On August 27, 2018, the Court entered a Scheduling Order, setting case management
deadlines. (Doc. 15). The deadline for Plaintiff to amend pleadings or add parties was set for
August 18, 2018. (Id., p. 2). On October 9, 2018, Plaintiff sought leave to amend her Complaint to
add a claim for violation of the Carmack Amendment, 49 U.S.C. § 14706(a) (2012). (Doc. 23).
The Court granted the Motion, finding good cause to allow Plaintiff to file an Amended Complaint,
and noting that no response in opposition had been filed. (Doc. 45, pp. 3-4).
On August 5, 2019, Plaintiff filed her Motion for Leave to File Second Amended
Complaint, seeking leave to amend her Complaint a second time, to add Double LL Farms, LLC
as a defendant. (Doc. 73). Plaintiff claims that, based on the July 23, 2019 deposition testimony of
Tom Hubbard, who owns Defendant Bob Hubbard Horse Transportation, Inc, she now believes
that Defendant will attempt to shift liability to Double LL Farms at trial. (Doc. 73, pp. 1-2).
Defendant opposes the amendment, arguing that Plaintiff was on notice of Double LL Farms’
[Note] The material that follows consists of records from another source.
PR #3829, opened 2025-03-05
fix(fullstack): Resolve suspense before the head chunk when streaming is disabled

hackartists:
Move suspense handling to the correct position in the SSR renderer to ensure proper rendering when streaming is disabled.

## Issues
- `Meta` tag does not be rendered after suspense.
- It can improve `SEO` by suspense `Meta`

## Before
- Server returned HTML with `Meta`s before suspense.

## Contribution
- Server returns HTML with `Meta`s after resolving suspense


ealmloff (approved):
Thanks, this looks right. We should wait for suspense to resolve when streaming is disabled before rendering the head chunk

jkelleyrtp (approved):

Issue #3772, opened 2025-02-20
Dioxus LLM Model


mcmah309:
## Feature Request

As Dioxus is new and rapidly evolving, it would be nice if there was an up to date llama like model for complex code and a [tabby](https://github.com/TabbyML/tabby) compatible model for code completion. This likely related to work presented at the [GOSIM 2024](https://www.youtube.com/watch?v=xGKs1UYRPOM) talk.

This could also take a lot of pressure off the Dioxus team answering questions and provide quicker onboarding.

## Implement Suggestion

Fine tune models on: 
- Open source projects using dioxus
- Dioxus documentation
- Dioxus test code
- Dioxus issues
- Dioxus discussions
- Dioxus discord

For things like issues, discussions, and discord, the date and dioxus version at that time should be provided so the model has that context. When prompting the model one should provide the current version and date.

mcmah309:
Closing as https://github.com/DioxusLabs/docsite/pull/492 suites my needs. Though, it would be nice if there was a way to expose discord discussions so commercial LLMs can be trained on them.

PR #3830, opened 2025-03-05
Typo Fix on Outlet Documentation

wheregmis:


wheregmis:
Eventhough its ready to merge, just making it draft incase we have more discussion.

mcmah309:
Thanks for creating this small fix, I'm all good with it! I would be interested in seeing a useful example of using `use_outlet_context` in https://github.com/DioxusLabs/dioxus/tree/main/examples if you are also interested in sharing.

wheregmis:
Thank you @mcmah309 Mostly for normal dioxus user, i am not sure how i can use use_outlet_context hook. This is edge case scenerio as i am trying to build page transitions on dioxus-motion library. https://github.com/wheregmis/animated_router here is an example for it. In near future i will try to come up with something that can help #3772

Issue #3783, opened 2025-02-21
login_form example doesn't work


webhype:
**Problem**

The example `login_form` fails to compile.

```
$ dx serve --example login_form --platform web --features="http"
08:45:47 [cargo] error[E0277]: the trait bound `FormValue: serde::ser::Serialize` is not satisfied
   --> examples/login_form.rs:19:19
    |
19  |               .form(&[
    |  ______________----_^
    | |              |
    | |              required by a bound introduced by this call
20  | |                 ("username", &evt.values()["username"]),
21  | |                 ("password", &evt.values()["password"]),
22  | |             ])
    | |_____________^ the trait `serde::ser::Serialize` is not implemented for `FormValue`, which is required by `[(&str, &FormValue); 2]: serde::ser::Serialize`
    |
    = note: for local types consider adding `#[derive(serde::Serialize)]` to your `FormValue` type
```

potential liability before initiating suit in state court but failed to timely add Double LL Farms as
a defendant. (Doc. 75, p. 2).
The Motion was referred to the Magistrate Judge for proposed findings and a recommended
disposition under 28 U.S.C. § 636(b)(1). (Doc. 80). The Magistrate Judge entered the Proposed
Findings and Recommended Disposition (PFRD) on January 13, 2020. (Doc. 94). In the PFRD,
the Magistrate Judge found that despite being on notice of Double LL Farms’ potential liability,
Plaintiff failed to timely bring her claims against Double LL Farms’ and failed to provide an
adequate reason for not doing so. (Doc. 94, pp. 6-8). The Magistrate Judge concluded that Plaintiff
had not demonstrated good cause to allow the amendment under Rule 16 of the Federal Rules of
Civil Procedure because Plaintiff failed to show that she could not have met the deadline to amend
despite her diligent efforts. (Id.). The Magistrate Judge recommended that Plaintiff’s Motion be
denied. (Id., p. 9). In the PFRD, the Magistrate Judge notified the parties of their right to file written
objections within fourteen (14) days after service of the PFRD and advised that filing of written
objections was necessary to preserve any issue for further appellate review of the PFRD. (Id.).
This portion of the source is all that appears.